INTJ do get passionate on this subject.


----------



## NephilimAzrael (Oct 26, 2008)

Zulban said:


> I don't want to know? No? Why do I no wanna know, you know? I wanna know. No?


Yes. :tongue:


----------



## Spooky (Oct 30, 2008)

BlackFeatheredMask said:


> Yes... Shes on this forum. She already knows...


I think I know who it is. If I'm right about who I think it is, then I feel the same way.

...but I could be wrong.


----------



## Count Dusseldorf (Jan 30, 2009)

snail said:


> Actually, I'm kind of jealous of anyone smarter than I am, so there are a few people here. It's not a mean kind of jealousy, though. It's more like respect and admiration, and a little pang of wishing I were more like that so I could more effectively accomplish my goals.


Anything can be done if you put your mind to it.


----------



## εmptε (Nov 20, 2008)

*Why do you hate a INFJ Mask?*


----------



## snail (Oct 13, 2008)

Yes, and that's precisely what I want. More of a mind to put to it. lol


----------



## Count Dusseldorf (Jan 30, 2009)

snail said:


> Yes, and that's precisely what I want. More of a mind to put to it. lol


Then study, study and...study!


----------



## snail (Oct 13, 2008)

Who were you thinking it was, Beloved? There are a few.


----------



## Nightriser (Nov 8, 2008)

BadWolf said:


> **Random Fucking Letters* girl*


roflmao! It's "Leeks-greeb," the 11th dimensional being who was lonely and bored, so it imagined the universe into being.


----------



## DayLightSun (Oct 30, 2008)

snail said:


> Yes, and that's precisely what I want. More of a mind to put to it. lol


I think your really smart snail.
I don't BS on these kinds of things.


----------



## Spooky (Oct 30, 2008)

snail said:


> Who were you thinking it was, Beloved? There are a few.

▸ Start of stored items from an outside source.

PR #4847, opened 2020-04-17
ENH: Disable backface culling in vtkMRMLModelDisplayNode by default

Sunderlandkyl:


jcfr:
Could this add any performance impact ?

Sunderlandkyl:
Probably it adds some, but I don't notice much of a difference on my desktop.

@lassoan From https://github.com/Slicer/SlicerSurfaceToolbox/pull/17#issuecomment-615348713:
> Disable backface culling in output node by default (maybe disable backface culling by default in model display node, the performance hit nowadays is negligible)

PR #4860, opened 2020-04-18
ENH:select dicom subseries scalar volumes by default

pieper:
When there a scalar volume has the option of being broken
into subseries by a tag such as AcquisitionNumber or
ImageOrientationPatient and there is only such tag a
reasonable heuristic is to prefer loading these subseries
as volumes rather than trying to load the full series, since
the full series is unlikely to be a coherent scalar volume.

This change ups the confidence for loadables for which there
is one set of subseries loadables.

This change also allows a set of loadables that all have the
higest confidence to all be selected.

Nevermind. I thought his post was in response to BlackFeatheredMask.


----------



## Count Dusseldorf (Jan 30, 2009)

snail said:


> Who were you thinking of?


Not myself if you were implying. since I've only been here a few days.

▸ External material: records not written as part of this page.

PR #4861, opened 2020-04-18
ENH: add DICOMUtils.loadByInstanceUID method

pieper:
Sometimes it's useful to store only the instance uid of a slice,
for example with a measurement, but even if you know the
seriesUID for that instance, it doesn't always map to a specific
MRML node, so you may end up loading a full set of nodes
corresponding to different subseries when you only needed
to load the one with this instance.

With this change the loadables are filtered so that only
the highest confidence one containing the instance is
loaded.

### DIFF
--- a/Modules/Scripted/DICOMLib/DICOMUtils.py
+++ b/Modules/Scripted/DICOMLib/DICOMUtils.py
@@ -32,6 +32,10 @@ def loadPatientByUID(patientUID):
       for patientUID in patientUIDs:
         loadedNodeIDs.extend(DICOMUtils.loadPatientByUID(patientUID))
 
+    Note that since there is no way to have a globally unique patient ID,
+    because they are issued by different institutions and there may be
+    name clashes.  db.patients() returns values unique for the current database.
+    See ctkDICOMDatabasePrivate::insertPatient for more details.
   """
   if not slicer.dicomDatabase.isOpen:
     raise IOError('DICOM module or database cannot be accessed')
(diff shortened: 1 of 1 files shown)


Modules/Scripted/DICOMLib/DICOMUtils.py
```diff
@@ -148,6 +152,50 @@ def loadSeriesByUID(seriesUIDs):
...
+  """
+
+  if not slicer.dicomDatabase.isOpen:
+    raise IOError('DICOM module or database cannot be accessed')
+
+  # get the loadables corresponding to this instance's series
+  filePath = slicer.dicomDatabase.fileForInstance(instanceUID)
+  seriesUID = slicer.dicomDatabase.seriesForFile(filePath)
+  fileList = slicer.dicomDatabase.filesForSeries(seriesUID)
+  loadablesByPlugin, loadEnabled = getLoadablesFromFileLists([fileList,])
```
lassoan, line 176: Is the comma needed in `[fileList,]`? I've seen similar syntax at couple of places but normally I don't add comma in such cases and I don't remember having any issues. It is needed when you define a tuple but not for lists, maybe that's the reason? Or is there a special case when the extra comma is useful?

Modules/Scripted/DICOMLib/DICOMUtils.py
```diff
@@ -32,6 +32,10 @@ def loadPatientByUID(patientUID):
       for patientUID in patientUIDs:
         loadedNodeIDs.extend(DICOMUtils.loadPatientByUID(patientUID))
 
+    Note that since there is no way to have a globally unique patient ID,
```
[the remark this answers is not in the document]
pieper: Hmm, I think the rest of the comment actually already says exactly what you describe.  I said "db.patients() returns values unique for the current database" and you said "this patient UID is the internal unique identifier used in the database".

In any case I added this comment since most people have trouble with it, and we really should use patientUID since it's not a valid dicom concept.  So we should no doubt explain it more clearly.  I'll rework the comment.

Modules/Scripted/DICOMLib/DICOMUtils.py
pieper: You're right - it's only needed for the tuple case and not lists.  I can remove it.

I was just generally thinking of some of the senior members who are good in debates.


----------



## εmptε (Nov 20, 2008)

*Okay, Leeks.*


----------



## Dr. Metallic (Nov 15, 2008)

Llixgrijb said:


> *sigh* You didn't take that seriously, did you? Wolf got it.


I separate insults from sex. To me, when someone says "fuck you" it means they wish you ill.
So yeah.... I was slow (er... halted) on the uptake.


----------



## Count Dusseldorf (Jan 30, 2009)

This has turned into a very odd thread....


----------



## εmptε (Nov 20, 2008)

Count Dusseldorf said:


> Who are you calling an idiot? :angry:
> 
> Eh fuck it, I guess I deserved that one... either that or I just don't get nt humour.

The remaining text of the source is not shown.